Collection entries –
PR #230, opened 2026-02-12
[New Record] Parallel Residuals (-45 steps, -0.85s)

msisovic:
Adding parallel residuals (for lack of a better name) - attention and MLP read from separate residual streams, but write their output to both streams using learned lambdas.

```python
if block.attn is not None:
  layer_out = block.attn(norm(lane0), attn_args, qkvo_w)
  layer_out = layer_out + skip_bias[i]
  lane0 = resid_lambda[si] * lane0 + layer_out * w_post0[si]
  lane1 = resid_lambda[si] * lane1 + layer_out * w_post1[si]
```

```python
if block.mlp is not None:
  layer_out = block.mlp(norm(lane1), c_fc, c_proj)
  lane0 = resid_lambda[si+1] * lane0 + layer_out * w_post0[si+1]
  lane1 = resid_lambda[si+1] * lane1 + layer_out * w_post1[si+1]
```

This is only applied from block 7 and onwards. This is a tradeoff I made because the the lanes add significant memory bandwidth overhead since we double the amount of lanes we read/write to - while running experiments I noticed the delta between the write strengths between `lane0` and `lane` was significant only in the later layers.

## Inspiration

I converged to this architecture after trying to implement static hyperconnections from the [bytedance paper](https://arxiv.org/abs/2409.19606). However, not only was the overhead huge, but they didn't help convergence at all using the initialization method proposed by the paper (basically starting off equivalent to pre-norm, all lanes symmetrical).

While experimenting, a "round-robin" initialization where I force each layer to pick a favorite lane from the start showed promises, but not that much and the computation/memory overhead was still huge.

I started experimenting which new parameters I could freeze and it turned out that freezing everything except the `H_post` matrix (the one determining how much of the layer output is mixed back into every lane) not only sped steps up, but boosted convergence. Another thing that turned out different from the paper was that 2 lanes was the best in my experiments.

That lead me to simplify the architecture to attn and mlp having separate lanes, which was just an intuition leap since we had 2 lanes anyway.

## Timing and Validation

On an 8xH100 cluster, I re-ran the baseline (based off https://github.com/KellerJordan/modded-nanogpt/pull/216), just to have a representative baseline, along with my changes. Here are the observed results:

```
import scipy.stats
import torch

# First set (Retimed New Record group)
losses1 = [3.2783, 3.2777, 3.2783, 3.2792, 3.2786, 3.2778, 3.2803, 3.2788]
times1 = [91448, 91407, 91518, 91340, 91507, 91542, 91514, 91547]

# Second set (Retimed Current Record group)
losses2 = [3.2807, 3.2789, 3.2789, 3.2778, 3.2783, 3.2774, 3.2801, 3.2783]
times2 = [92394, 92359, 92203, 92367, 92421, 92252, 92389, 92252]

print("p=%.4f" % scipy.stats.ttest_1samp(losses1, 3.28, alternative="less").pvalue)
# p=0.0012
print("losses:", torch.std_mean(torch.tensor(losses1)))
# losses: (tensor(0.0008), tensor(3.2786))
print("time:", torch.std_mean(torch.tensor(times1, dtype=torch.float32)))
# time: (tensor(73.2694), tensor(91477.8750))

print("losses:", torch.std_mean(torch.tensor(losses2)))
# losses: (tensor(0.0011), tensor(3.2788))
print("time:", torch.std_mean(torch.tensor(times2, dtype=torch.float32)))
# time: (tensor(81.3843), tensor(92329.6250))
```

### DIFF
--- a/train_gpt.py
+++ b/train_gpt.py
@@ -1738,6 +1738,7 @@ class TrainingManager():
             "attn_gate_bank": {"optim": "adam",    "comms": "replicated", "adam_betas": [0.9,  0.99]},
             "ve_gate_bank":   {"optim": "adam",    "comms": "replicated", "adam_betas": [0.9,  0.99]},
             "lm_head":        {"optim": "adam",    "comms": "sharded",    "adam_betas": [0.5,  0.95], "wd_mul": 150.},
+            "bigram_embed":   {"optim": "adam",    "comms": "sharded_sparse",    "adam_betas": [0.75, 0.95], "lr_mul": 75.,  "wd_mul": 5.0},
             "w_post":          {"optim": "adam",    "comms": "replicated",    "adam_betas": [0.9,  0.95], "lr_mul": 1.0,  "wd_mul": 0.0},
             "x0_lambda":       {"optim": "adam",    "comms": "replicated",    "adam_betas": [0.9,  0.95], "lr_mul": 1.0,  "wd_mul": 0.0},
             "bigram_lambda":   {"optim": "adam",    "comms": "replicated",    "adam_betas": [0.9,  0.95], "lr_mul": 1.0,  "wd_mul": 0.0},


chrisjmccormick:
Wow! This looks really cool. Double the information capacity of the residual stream, without changing the model dimension. Love that you got this to work!

ClassicLarry:
love this design! Im curious on what values those lambdas learn.

Radical changes like this one opens up the design space for a lot more PRs. 

Holding off on merging until the code is easier to follow. @chrisjmccormick may be looking into that. I think we can push computation into the block.forward() method to make GPT.forward() a bit simpler, and double check all the lambdas don't have extra sizes.

chrisjmccormick:
@ClassicLarry I did indeed! I gave some updates in a comment on my PR, but this is probably the correct place to discuss some of them. 

Here are the cosmetic changes I made:

1. The term `skip_bias`--I think of this quantity as "we're injecting x0 and the bigrams into the residual stream", so I renamed it to `x0_inject`.
2. I removed the excess scalars (I think it was x0_lambdas and bigram_lambdas that were length 22 but only need to be 11).
3. I put back the 's'es in some of the parameters, reverting `x0_lambda` to `x0_lambdas`.
4. I reshaped the `post` weights for clarity. They're now: `[num_layers, 2, 2] = [layer, attn/mlp, lane0/lane1]`
    * I also renamed these to `post_lambdas`, I felt that was more consistent with the codebase.

As far as the location of the residual stream logic (gpt.forward vs. block.forward), this is cosmetic in theory, but had a big impact on speed in my experiments.

The first thing I tried was to define two copies of Block, BlockSingle and BlockParallel.  This looked pretty good.

I think I gained maybe 300-400ms, though, by eliminating block altogether and putting the logic back in gpt.forward.

I think part of why this makes sense is the parameter banks. Our modules are essentially stateless now, and we end up passing in both the inputs and the weights to them, which seems awkward.

I also eliminated the MLP class because it's entirely implemented by the kernel, so I mapped the kernel name to `ReLUSqrdMLP` and we just invoke it directly with
```python
out = ReLUSqrdMLP(norm(lane1), c_fc, c_proj)
```

I did some re-org of the gpt.forward call as well, trying to group some of the lines by task. Mainly, I put all of the "unbind" lines together.

I tried dropping the attention class as well, which I liked because it eliminates the whole `AttnArgs` mechanism. I was having trouble with loss, though, and reverted this in my attempts to fix it. (I think I solved the issue, so we could go back to folding in attention if we want to).

As a counter-argument, it does look pretty clean to just call an attention object. For example, here's what the parallel layers look like currently:

```python
# Parallel: attn reads lane0, mlp reads lane1, both write to both lanes
lane0 = lane0 + x0_inject[i]
out = attn(norm(lane0), attn_args, qkvo_w)
lane0 = resid_lambdas_attn[i] * lane0 + post_lambdas_attn_ln0[i] * out
lane1 = resid_lambdas_attn[i] * lane1 + post_lambdas_attn_ln1[i] * out
post_attn = lane0
out = ReLUSqrdMLP(norm(lane1), c_fc, c_proj)
lane0 = resid_lambdas_mlp[i] * lane0 + post_lambdas_mlp_ln0[i] * out
lane1 = resid_lambdas_mlp[i] * lane1 + post_lambdas_mlp_ln1[i] * out
```

I made a couple interesting behavioral changes as well--I'll put those in another comment here.

chrisjmccormick:
Here are some of the behavioral changes I made.

**Placement of x0/bigram injection**

Larry pointed out that x0/bigram injection now occurs after attention instead of before. 

Injecting prior to attention had a counter-intuitive impact. It seemed to slightly worsen loss (0.0006 --> 12), but was significantly faster (~300ms).
```
This PR (233)            8 89.6050  0.1016    0.0000     NaN  3.2773  0.0009    0.0000 0.0000
Initial refactor         4 89.7460  0.0641    0.1410  0.9917  3.2779  0.0009    0.0006 0.0083  
Inject pre-attn          8 89.4389  0.0980   -0.1661  0.0025  3.2785  0.0012    0.0012 0.0051
```
The impact to loss was small enough that this seemed worth it. Pretty interesting result, though, in terms of interpreting the architecture.

**MLP Output Pre-Multiply**

I noticed that, for the single lane layers, the post-mlp lambda can be pre-multiplied with the output projection (because it's faster to multiply against the weight matrix than the token batch). 

```
ReLUSqrdMLP(norm(lane0), c_fc, post_lambdas_mlp_ln0[i] * c_proj)
```

`c_proj` is pretty large, though (4x larger than the attention output matrix) so the improvement was only ~150ms, and slightly hurt loss. I was having trouble hitting the required confidence, so I chose to drop this change.

> I think this maybe hints at an explanation to the mystery of why @shenberg couldn't get the pre-multiply on attention output to work (without hurting loss). It seems like the numerics must be significant enough that one order of operations produces less rounding error than another, and it may be that it worked in my PR just because of the transposes I did on the weights.

**Attention Output Pre-Multiply**

One of the reasons I like flattened code is that function boundaries can obscure the interactions between components. When you inline attention with the rest of the residual stream logic, it's more obvious that the post attention lambda looks redundant with the sa_lambda. 

I tried pre-multiplying this as well, but had the same problem. This gave a bigger speed improvement than the mlp pre-multiply, but it also hurt loss significantly. I opted instead to drop the scalar altogether, which slightly hurt loss but sped things up enough to justify it, I felt.

**Overall Impact**

I imagine that some of the changes I was making and improvements I was measuring were redundant--coming down to "writing it this way causes the compiler to choose these better kernels". 

The final version I landed on improved over my kernel changes by ~670ms, and increased loss by +0.0009:

```
                      Runs  Steps    Time μ   Time σ  Time +/-   Time p   Loss μ   Loss σ  Loss +/-        p

PR 230 Pll Resids        6   1510   89.7335   0.0781    0.0000      NaN   3.2779   0.0017    0.0000   0.0140
PR 233 Kernels           6   1510   89.3642   0.0860   -0.3693   0.0000   3.2777   0.0007   -0.0002   0.0002
PR 233 Refine Resids     8   1510   88.6966   0.0536   -1.0369   0.0000   3.2786   0.0011    0.0007   0.0032
```

Here's the source code with attention folded into GPT.forward:
[train_gpt-pr233d-flat-forward-regress.py](https://github.com/user-attachments/files/25345904/train_gpt-pr233d-flat-forward-regress.py). It contains the c_proj pre-multiply, so the loss is too high, but if we removed it I think this may work.

Here's the version I timed above, with the c_proj pre-multiply removed, and with attention still its own class:
[train_gpt-pr233f-separate-attn-no-premult.py](https://github.com/user-attachments/files/25345900/train_gpt-pr233f-separate-attn-no-premult.py)

msisovic:
@ClassicLarry Thanks for the feedback! Huge thanks to @chrisjmccormick for the detailed input, help with the refactor and posting all those results!

How do you want to proceed with this? Should I just port over the relevant changes from @chrisjmccormick regarding refactoring? I can isolate the change moving the x0/bigram injection since that was a clear miss in terms of time gain in my PR, and credit should go to Chris. Or we can just ship the changes as part of Chris' PR if it's more convenient @ClassicLarry?

ClassicLarry:
I'd rather include all the refactoring and behavior changes in Chris' PR, but something we are missing is a confirmation at the new step count, since the baseline train.py is now coming in at 1530 steps, and I'm not sure if we can still drop 45 steps off that. Instead of having both you and Chris spend effort to reconfirm that, if just Chris confirms it (or updates to 40 steps or whatever is required) I'm good to merge both and they will be listed as separate records.

msisovic:
BTW, @ClassicLarry you asked about what values the lanes become, here are the logs from a recent run:

```
================================================================================
HYPER-CONNECTION MATRIX ANALYSIS
================================================================================

[resid_lambda] All sublayers: [2.7095187  3.4530241  0.74673814 1.3549066  0.53970873 1.207214
 0.6380573  1.2676467  0.39784363 0.8438695  0.44417647 1.0849047
 1.0488088  0.9060346  0.6652275  1.1177257  0.93591875 1.0355403
 0.83833605 0.9165063  0.6628044  1.4401968 ]
[resid_lambda] Cumulative gain: 0.4053

Layer Type  si      rl     wp0     wp1  |diff|    x0_l    bg_l
-----------------------------------------------------------------
    0 attn   0  2.7095  1.2391     n/a     n/a  0.8541  0.0260
    0  mlp   1  3.4530  0.1498     n/a     n/a  0.8541  0.0260
    1 attn   2  0.7467  1.3962     n/a     n/a  0.8415  0.7608
    1  mlp   3  1.3549  0.3566     n/a     n/a  0.8415  0.7608
    2 attn   4  0.5397  1.3428     n/a     n/a  1.8511 -0.2549
    2  mlp   5  1.2072  0.3796     n/a     n/a  1.8511 -0.2549
    3 attn   6  0.6381  1.3285     n/a     n/a  0.4767  0.1951
    3  mlp   7  1.2676  0.5066     n/a     n/a  0.4767  0.1951
    4 attn   8  0.3978  1.4031     n/a     n/a  1.0460  0.2573
    4  mlp   9  0.8439  0.5629     n/a     n/a  1.0460  0.2573
    5 attn  10  0.4442  1.4483     n/a     n/a  1.8412 -0.2137
    5  mlp  11  1.0849  0.4940     n/a     n/a  1.8412 -0.2137
    6 attn  12  1.0488  1.0000     n/a     n/a  0.0000  0.0500
    6  mlp  13  0.9060  0.5646     n/a     n/a  0.0000  0.0500
    7 attn  14  0.6652  0.8881  2.0019  1.1138  0.0611  0.4224
    7  mlp  15  1.1177  0.4304  0.7258  0.2954  0.0611  0.4224
    8 attn  16  0.9359  0.7477  2.2267  1.4790  0.1164 -0.1782
    8  mlp  17  1.0355  0.1314  0.6794  0.5480  0.1164 -0.1782
    9 attn  18  0.8383  0.7169  2.3687  1.6517 -0.1823 -0.1389
    9  mlp  19  0.9165  0.0390  0.7018  0.6629 -0.1823 -0.1389
   10 attn  20  0.6628  1.4189  2.6797  1.2607 -0.8450  0.4036
   10  mlp  21  1.4402  0.4853  0.4853  0.0000 -0.8450  0.4036
================================================================================
```

Two of the most interesting things to me: the resid lambda's after the first  layer - not necessarily related to my changes, but I haven't checked what the values were before my changes. Second is the differentiation of `wp0` and `wp1` - both favor lane1 (mlp reads from this one), but it's interesting how the attn ones really amplify the signal to more than 2.2x consistently, and how simmilar the learned values are aross the attn layers (~0.7 and ~2.2), which can't fully be said about mlp outputs.

msisovic:
> I'd rather include all the refactoring and behavior changes in Chris' PR, but something we are missing is a confirmation at the new step count, since the baseline train.py is now coming in at 1530 steps, and I'm not sure if we can still drop 45 steps off that. Instead of having both you and Chris spend effort to reconfirm that, if just Chris confirms it (or updates to 40 steps or whatever is required) I'm good to merge both and they will be listed as separate records.

Sound good to me, let's do it like that, thanks

chrisjmccormick:
Yeah, sounds good. 👍

I did a scalar-logging run at one point here:
https://wandb.ai/chrismccormick/Parallel%20Residuals?nw=nwuserchrismccormick

One thing that stood out was the layer 7 residual lambda on attention--it's looking a little chaotic.
image

Also the bigram lambdas in later layers start oscillating:
image

Things may look different, though, after incorporating those new changes to the optimizer settings (like the betas on the LM head).

I've operated under the assumption that we want these scalars to be smooth, but I've become less certain of that. It's possible they help absorb / balance the noise in the weight updates? For example, Karpathy did a bunch of experiments on the best optimizer settings for the x0 and residual lambdas in nanochat, and the residual lambdas look stable in their trajectories but _very_ noisy. 🤷‍♂️

msisovic:
The layer 7 attention resid_lambda being so noisy is pretty interesting - would be interesting to investigate why it's like that. Layer 7 is the first layer where the lanes diverge, but also the lane we take the backout connection out of as well as  coming after layer 6 that has no attention and a skip connection injected into it - would be interesting to see what is the main contributor here, or is it just noise from all these directions adding up.

ClassicLarry:
> BTW, @ClassicLarry you asked about what values the lanes become, here are the logs from a recent run:

Cool, there are some interpretable components here.

The role of attention is to fetch data from other positions. The role of MLP is to process the data that was fetched. EG if attention fetches "Michael" and "Jordan", then MLP can process that into ["Basketball", "Bulls"].

The zigzag pattern in the residual lambdas appears to be a mechanism for the MLP to focus on the unprocessed data from the latest attention module, instead of getting confused with data a prior MLP already processed. But is this data correct? I'd expect layer6 attn resid lambda to sit at 1.1 since its never called.

The wp weights indicate that the parallel residuals is enabling the MLP to build the final prediction, while the attention modules still read from the token context. The transformer doesn't have a good native subtraction mechanism, so to generate its final prediction and overwrite the context scratch pad its build, it produces high activations in the final MLPs to smear over everything its built. However, 'context scratch pad' and 'token prediction' are two different representations and attention prefers to operate on context scratch pad. Layer 8 MLP writes 84% to lane 1, and layer 9 MLP writes 95% to lane 1. I suspect that lane 1 has much higher activations and is dominating the final prediction for most tokens. This way, the very important layer 10 attention can still read from the context scratch pad.

Based on this line of reasoning, it might be favorable to have MLP_9 and Attn_10 both read directly from the residual stream after ATTN_9, and operate in parallel instead of in sequence. There is no real benefit to putting them in sequence if the lambdas are learning over time to ignore 95% of this sequential dependency.

The skip_bias is not applied to layer 6. If this was not directly ablated, I suspect it is suboptimal.

The same residual weight is used for both lanes 0 and 1. This might be limiting the model.

I am suspicious that 1.1 init is still optimal on the residual lambdas. Now that you have twice as many, this pushes up the final activation to 1.1^22 instead of 1.1^11.

msisovic:
@ClassicLarry Actually the init is changed to `sqrt(1.1)` for that exact reason:

```
self.resid_lambda = nn.Parameter(1.1**0.5 * torch.ones(n_sublayers))
```

This also explains your suspicion of the correctness of the converged values, layer 6 attn resid lambda is indeed at it's initial value, as `sqrt(1.1) = 1.0488`

msisovic:
> The skip_bias is not applied to layer 6. If this was not directly ablated, I suspect it is suboptimal.

Yeah, I didn't ablate that, will try and run up some experiments to verify this.

> The same residual weight is used for both lanes 0 and 1. This might be limiting the model.

I played around with this earlier on in my experiments working on this, and it proved to not boost loss while slowing the steps down. The architecture was quite a bit different then so it might be worth re-evaluating.

> Based on this line of reasoning, it might be favorable to have MLP_9 and Attn_10 both read directly from the residual stream after ATTN_9, and operate in parallel instead of in sequence. There is no real benefit to putting them in sequence if the lambdas are learning over time to ignore 95% of this sequential dependency.

This is a very interesting idea to explore as well. I had similar ideas while interpreting the results earlier in experimentation, when it was closer to the HC paper, but didn't solidify it. Good job spotting this one.

I'll come back with some experiment results once I get the time to run these. I'm fine with these being a followup in case you don't want to block on it, but if you want to include it as part of the record for the sake of thoroughness I'm fine with that approach as well.

ClassicLarry:
> I'll come back with some experiment results once I get the time to run these. I'm fine with these being a followup in case you don't want to block on it, but if you want to include it as part of the record for the sake of thoroughness I'm fine with that approach as well.

Follow up works! Then can get another record and it tells the story better of how an architecture evolves over time. People will probably be optimizing this innovation for quite a while.

ClassicLarry:
@msisovic  What do you think of the name 'partitioned hyperconnections'? (hyperconnections where reads are partitioned by stream for attn and mlp)

msisovic:
@ClassicLarry Yeah that works!

ClassicLarry:
Waiting for an 8 H100 node to be available on Prime Intellect so I can merge. Looks like recently there has been a shortage.

ClassicLarry:
Merging at -0.7s, so 89.1s at the -40steps in PR.

YouJiacheng:
btw "round-robin" is similar to AltUp?
https://arxiv.org/abs/2301.13310
image

msisovic:
> btw "round-robin" is similar to AltUp? https://arxiv.org/abs/2301.13310 image

@YouJiacheng It does look very similar, I wasn't aware of this paper, might take a more detailed look later. I'm guessing the update mixing is just slightly different.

Description of the task – Search the data for the string "dtype" and copy each line where it appears.

Exercise solution –
print("time:", torch.std_mean(torch.tensor(times1, dtype=torch.float32)))
print("time:", torch.std_mean(torch.tensor(times2, dtype=torch.float32)))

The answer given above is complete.